Stored entries
******
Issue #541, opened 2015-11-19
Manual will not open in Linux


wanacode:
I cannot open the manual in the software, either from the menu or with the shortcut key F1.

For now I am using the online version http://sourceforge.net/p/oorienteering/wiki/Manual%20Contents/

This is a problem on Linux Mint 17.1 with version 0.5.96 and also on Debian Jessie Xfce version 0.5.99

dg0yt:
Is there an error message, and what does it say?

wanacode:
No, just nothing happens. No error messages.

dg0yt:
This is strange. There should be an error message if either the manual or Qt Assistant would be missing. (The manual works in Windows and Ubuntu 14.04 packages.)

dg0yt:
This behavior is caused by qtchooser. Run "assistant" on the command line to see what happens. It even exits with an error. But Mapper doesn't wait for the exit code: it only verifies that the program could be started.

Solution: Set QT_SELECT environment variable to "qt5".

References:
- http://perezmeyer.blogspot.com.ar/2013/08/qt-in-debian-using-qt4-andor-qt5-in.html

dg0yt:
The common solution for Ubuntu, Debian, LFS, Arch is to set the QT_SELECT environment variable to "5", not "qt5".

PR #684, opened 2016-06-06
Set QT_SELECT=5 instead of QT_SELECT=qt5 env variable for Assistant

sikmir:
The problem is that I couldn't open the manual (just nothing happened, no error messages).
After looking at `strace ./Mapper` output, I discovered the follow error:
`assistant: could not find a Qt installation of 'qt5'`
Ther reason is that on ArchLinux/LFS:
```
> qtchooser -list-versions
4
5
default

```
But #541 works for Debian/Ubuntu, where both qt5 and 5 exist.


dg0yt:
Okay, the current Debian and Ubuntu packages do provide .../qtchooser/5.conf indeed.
******
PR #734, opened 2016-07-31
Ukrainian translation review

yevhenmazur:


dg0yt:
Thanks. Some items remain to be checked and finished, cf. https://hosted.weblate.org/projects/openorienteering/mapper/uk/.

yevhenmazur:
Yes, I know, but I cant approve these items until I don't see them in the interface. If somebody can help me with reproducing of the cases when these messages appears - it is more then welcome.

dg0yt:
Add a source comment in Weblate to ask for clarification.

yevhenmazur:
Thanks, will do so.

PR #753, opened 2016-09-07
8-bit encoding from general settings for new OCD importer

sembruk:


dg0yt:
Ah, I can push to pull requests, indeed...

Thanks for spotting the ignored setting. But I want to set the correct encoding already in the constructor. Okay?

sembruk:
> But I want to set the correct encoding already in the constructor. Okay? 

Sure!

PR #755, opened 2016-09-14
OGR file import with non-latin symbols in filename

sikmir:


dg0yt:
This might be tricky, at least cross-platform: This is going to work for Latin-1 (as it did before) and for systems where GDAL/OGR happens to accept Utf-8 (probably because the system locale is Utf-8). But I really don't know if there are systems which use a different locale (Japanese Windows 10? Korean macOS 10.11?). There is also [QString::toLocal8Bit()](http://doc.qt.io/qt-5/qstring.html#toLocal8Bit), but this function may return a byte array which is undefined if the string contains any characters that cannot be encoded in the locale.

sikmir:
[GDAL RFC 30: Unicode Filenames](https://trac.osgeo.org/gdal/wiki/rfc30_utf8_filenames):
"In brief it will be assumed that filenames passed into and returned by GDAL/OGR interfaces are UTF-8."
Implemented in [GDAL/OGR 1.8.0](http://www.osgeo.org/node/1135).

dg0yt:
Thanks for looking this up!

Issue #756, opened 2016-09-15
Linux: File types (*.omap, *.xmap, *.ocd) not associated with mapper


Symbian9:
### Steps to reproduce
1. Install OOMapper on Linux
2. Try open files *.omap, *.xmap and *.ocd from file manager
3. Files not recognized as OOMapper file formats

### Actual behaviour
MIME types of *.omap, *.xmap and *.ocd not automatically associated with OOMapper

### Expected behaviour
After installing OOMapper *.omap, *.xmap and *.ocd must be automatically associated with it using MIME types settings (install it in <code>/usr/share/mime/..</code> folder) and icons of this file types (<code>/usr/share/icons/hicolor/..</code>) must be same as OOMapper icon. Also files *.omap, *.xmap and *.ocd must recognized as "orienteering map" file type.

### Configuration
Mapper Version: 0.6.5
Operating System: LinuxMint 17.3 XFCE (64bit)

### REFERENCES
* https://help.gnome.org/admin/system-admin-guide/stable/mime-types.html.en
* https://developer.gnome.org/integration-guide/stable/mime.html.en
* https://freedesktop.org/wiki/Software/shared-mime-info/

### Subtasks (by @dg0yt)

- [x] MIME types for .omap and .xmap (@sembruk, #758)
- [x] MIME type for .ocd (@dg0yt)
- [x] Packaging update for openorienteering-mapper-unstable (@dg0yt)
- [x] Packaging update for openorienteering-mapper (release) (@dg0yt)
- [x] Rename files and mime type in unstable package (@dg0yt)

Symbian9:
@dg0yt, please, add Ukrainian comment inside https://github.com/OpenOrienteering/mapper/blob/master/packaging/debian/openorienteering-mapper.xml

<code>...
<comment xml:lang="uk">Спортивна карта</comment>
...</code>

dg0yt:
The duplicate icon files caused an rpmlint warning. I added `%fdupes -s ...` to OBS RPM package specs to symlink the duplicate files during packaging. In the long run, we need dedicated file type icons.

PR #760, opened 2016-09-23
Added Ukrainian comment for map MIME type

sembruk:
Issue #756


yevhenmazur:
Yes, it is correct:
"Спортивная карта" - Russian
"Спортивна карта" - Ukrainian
******
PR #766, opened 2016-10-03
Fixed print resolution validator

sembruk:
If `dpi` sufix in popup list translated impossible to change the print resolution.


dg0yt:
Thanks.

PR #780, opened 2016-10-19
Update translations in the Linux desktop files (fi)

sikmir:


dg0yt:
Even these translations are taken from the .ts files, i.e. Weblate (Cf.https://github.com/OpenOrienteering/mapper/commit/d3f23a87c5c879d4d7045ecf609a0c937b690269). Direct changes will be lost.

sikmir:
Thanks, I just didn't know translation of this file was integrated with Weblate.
******
**YOUR ASSIGNMENT**
The lines to show are those in the data above that include "will".

**WRITTEN ANSWER**
Manual will not open in Linux
Thanks, will do so.
"In brief it will be assumed that filenames passed into and returned by GDAL/OGR interfaces are UTF-8."
Even these translations are taken from the .ts files, i.e. Weblate (Cf.https://github.com/OpenOrienteering/mapper/commit/d3f23a87c5c879d4d7045ecf609a0c937b690269). Direct changes will be lost.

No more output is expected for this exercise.